On the Hunt for Elusive Malware
Malware families targeting the IoT sector share multiple similarities with their Windows-based counterparts, such as trying to evade detection by both researchers and security products. Their aim is to stay below the radar as long as possible. One key technique to stymie reverse engineering botnet code is to obfuscate the code by compressing or encrypting the executable, called packing.
In this post, we explore the current status of the packers used by IoT malware, using data collected by Nozomi Networks honeypots. We’ll also dig deeper into various obstacles that researchers face when analyzing obfuscated samples and show how they can be handled.

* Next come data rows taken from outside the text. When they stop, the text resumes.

PR #821, opened 2026-02-04
Update Zaino to Zebra 4.1.0

pacu:
Closes #816

PR #928, opened 2026-03-19
Enable building with Rust 1.85

str4d:
This matches the current MSRV of Zallet (and the Zebra crates that Zaino depends on after #821).


pacu (approved):

daira (commented):
Post-hoc ACK

PR #930, opened 2026-03-19
Add MSRV

fluidvanadium:
Has a coded MSRV. I am not 100% sure if this PR is an advantage.

### DIFF
--- a/Cargo.toml
+++ b/Cargo.toml
@@ -22,6 +22,7 @@ homepage = "https://www.zingolabs.org/"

IoT Botnet Attack Statistics
Honeypots are vulnerable systems that are deliberately made available to adversaries so that information on malicious activity can be collected for research, detection, and defensive purposes. Nozomi Networks Labs runs a network of passive honeypots across various regions that emulate multiple protocols commonly abused by attackers. The data they collect is aggregated and used for research and detection efforts.

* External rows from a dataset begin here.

Issue #933, opened 2026-03-25
GetBlockRange gRPC method returns OutOfRange status as startup check rather than in stream


idky137:
Currently the GetBlockRange gRPC method returns OutOfRange status as startup check rather than in the returned stream, as it should. This propagates from ChainIndex behaviour:
- https://github.com/zingolabs/zaino/blob/93a9495336e7ee6f28ab1b02d1959a23b459f035/zaino-state/src/chain_index.rs#L959

This should be updated to return blocks that are available and return the OutOfRange error if / when an out of range block is requested.

This will require updating behaviour in:
- (possibly) zaino-state::backends::{fetch, state}
- zaino-state::chain_index
- zaino-state::chain_index::finalised_state::db::v1

Zk-nd3r:
We hit this in production with a compact block adapter that scans anchor blocks via GetBlockRange. When requesting a range that includes blocks Zaino hasn't indexed yet, the call fails immediately instead of streaming available blocks and signaling OutOfRange at the boundary.

Current workaround: we cap the end height at the tip reported by GetLatestBlock before calling GetBlockRange. Works but adds an extra round trip and a race condition if the chain advances between the two calls.

The fix described here (stream available blocks, then return OutOfRange when hitting the gap) would let clients handle partial results cleanly without the tip-check workaround.

For reference, the adapter code that exercises this path: https://github.com/Frontier-Compute/zap1/blob/main/src/bin/zaino_adapter.rs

Over the course of a seven-day period, Nozomi Networks honeypots collected 205 unique samples from attacks. The vast majority of the collected files are Linux executable files for 32-bit architectures.
Attackers use packers to obfuscate their code, concealing the original code with the intent of evading detection and making malware analysis more difficult and time consuming. Of the samples we collected, approximately one third were packed using multiple versions of UPX, a free and open-source packer widely used by both legitimate companies and malicious actors. UPX was the only packer used in this set of samples.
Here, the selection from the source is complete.